Fresher interviews assess fit, attitude, and potential more than deep experience. Recruiters want to see: Can you communicate? Are you motivated? Do you learn quickly? Here's how to prepare for the most common questions.
Tell me about yourself: This is your 2-minute pitch. Structure: (1) Who you are — 30 sec: 'I'm [Name], recently graduated from [College] in [Branch].' (2) What you've done — 60 sec: 'My key project was [X] where I [achievement with number]. I also did an internship at [Y] where I [contribution].' (3) Why you're here — 30 sec: 'I'm excited about this role because [specific reason — product, tech stack, growth].' Practice until it flows naturally. Don't recite your resume line by line.

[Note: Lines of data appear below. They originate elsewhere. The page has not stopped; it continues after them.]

PR #575, opened 2025-10-26
refactor(tx): introduce proper types for Qwen3Model and Qwen3ForCausalLM …

### LINKED ISSUE #521: [tx] Introduce proper types for the return values of Qwen3Model.__call__ and Qwen3ForCausalLM.__call__
Currently they return dicts and the keys of that dict are not well specified. We should instead return a proper type like huggingface does. Maybe a dataclass? It will need to be made compatible with Jax, see https://docs.jax.dev/en/latest/_autosummary/jax.tree_util.register_dataclass.html

gitlost-murali:
…return values

Replace dict return values with JAX-compatible dataclasses to improve type safety and code clarity.

- Add Qwen3ModelOutput dataclass with fields: last_hidden_state, kv_cache, hidden_states
- Add Qwen3CausalLMOutput dataclass with fields: logits, last_hidden_state, kv_cache, hidden_states
- Both dataclasses registered with jax.tree_util.register_dataclass for JAX compatibility
- Update Qwen3Model.__call__ to return Qwen3ModelOutput instead of dict
- Update Qwen3ForCausalLM.__call__ to return Qwen3CausalLMOutput instead of dict
- Update all call sites to use attribute access instead of dict key access
- Export new types in tx.models.__all__

Fixes #521

### DIFF
--- a/skyrl-tx/tx/models/outputs.py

Why this company? Show you've researched. Mention: a product you've used, recent funding/news, their mission, or a specific team/tech. Bad: 'It's a good company.' Good: 'I've used Razorpay's checkout and was impressed. I want to work on payments infrastructure.'
Strengths and weaknesses: For strengths, pick one aligned with the role (problem-solving for tech, communication for sales). Give one example. For weaknesses, use a real one + how you're improving. Example: 'I used to overcommit. I've started using a task list and saying no to non-priority items.'
Where do you see yourself in 5 years? Show ambition but align with the role. 'I want to grow into a senior developer role, eventually leading projects. I'm excited to learn from this team.'
Salary expectation: Give a range from research (AmbitionBox, Glassdoor). 'Based on my research, I'm looking at ₹X-Y for this role. I'm flexible based on the total package and growth opportunity.'
Any questions for us? Always have 2-3: 'What does success look like in the first 6 months?' 'How is the team structured?' 'What do you enjoy most about working here?'
Behavioral questions ('Tell me about a time...'): Use STAR: Situation (context), Task (your responsibility), Action (what you did), Result (outcome with number). Prepare 2-3 stories from projects, internships, or college.